Information Warfare: Ayatollahs Versus The Internet


April 10, 2007: The free exchange of information and ideas has always been a threat to tyrants, and the ayatollahs who rule Iran are no exception. In 2002 they began to impose restrictions on Internet usage. They started by filtering content, and instituted a systematic policy of blocking websites which they believed were un-Islamic or anti-government (which in what in a Moslem theocracy, amounts to the same thing). Of course hackers often found ways around these obstacles. As a result, there has been a Darwinian battle between the censors and the internet users, a development not unknown in other parts of the world, including the U.S. (talk to anyone who's responsible for monitoring the content of school or library systems with access to the internet.)
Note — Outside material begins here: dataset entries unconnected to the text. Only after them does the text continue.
PR #17873, opened 2023-09-25
feat: Multi-config checkout integration

Matejk00:
Closes: CXSPA-4704


feature-libs/checkout/base/components/services/checkout-config.service.ts
```diff
@@ -20,7 +21,30 @@ export class CheckoutConfigService {
   private defaultDeliveryMode: Array<DeliveryModePreferences | string> =
     this.checkoutConfig.checkout?.defaultDeliveryMode || [];
 
-  constructor(private checkoutConfig: CheckoutConfig) {}
+  protected checkoutFlow =
+    this.checkoutFlowOrchestratorService?.getCheckoutFlow();
+
+  // TODO(NO_TICKET): make checkoutFlowOrchestratorService a required dependency
```
rmch91: Why NO_TICKET?

feature-libs/checkout/base/components/services/checkout-config.service.ts
```diff
@@ -20,7 +21,30 @@ export class CheckoutConfigService {
...
+  constructor(
+    checkoutConfig: CheckoutConfig,
+    // eslint-disable-next-line @typescript-eslint/unified-signatures
+    checkoutFlowOrchestratorService: CheckoutFlowOrchestratorService
+  );
+  /**
+   * @deprecated since 6.6
```
rmch91: What do you think about usage of inject() instead of adding dependency to constructor to avoid breaking changes? You can take a look on Kris last message on tribe for the reference.

feature-libs/checkout/base/components/services/checkout-step.service.ts
```diff
@@ -49,10 +50,28 @@ export class CheckoutStepService {
...
 
+  // TODO(NO_TICKET): make checkoutFlowOrchestratorService a required dependency
+  constructor(
+    routingService: RoutingService,
+    checkoutConfig: CheckoutConfig,
+    routingConfigService: RoutingConfigService,
+    // eslint-disable-next-line @typescript-eslint/unified-signatures
+    checkoutFlowOrchestratorService: CheckoutFlowOrchestratorService
+  );
+  /**
```
rmch91: Same comment as above

rmch91 (changes requested):

feature-libs/checkout/base/components/services/checkout-config.service.ts
Matejk00: Good idea, done.

feature-libs/checkout/base/components/services/checkout-step.service.ts
Matejk00: Changed.

feature-libs/checkout/base/components/services/checkout-config.service.ts
Matejk00: If we use `inject` instead there is no need to create a ticket for the future removal.

rmch91 (approved):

Recently, the ayatollahs have begun to notice blogging. This may seem to be a belated development, given that the blog phenomenon has been growing for a half-dozen years, but then, most of the ayatollahs would rather be living in the first Moslem century - roughly the 600s of the Christian reckoning, and may not pick up on current events readily. Now the ayatollahs have cracked down. As of March 1st, all Iranian bloggers, and all websites, are required to register with the government and comply with a complex set of restrictions that include bans on criticism of the late Ayatollah Khomeini, leader of the 1979 "Islamic Revolution," various senior government officials, specific government policies, Islam and Islamic practices, whether in general or in particular, and, of course, sex.

Many Iranian bloggers and webmasters have publicly indicated that they will not comply with the registration requirements, thus risking fines or jail. As the government has been slow in establishing the bureaucratic apparatus to administer the registration program, no one so far seems to have been penalized for non-compliance.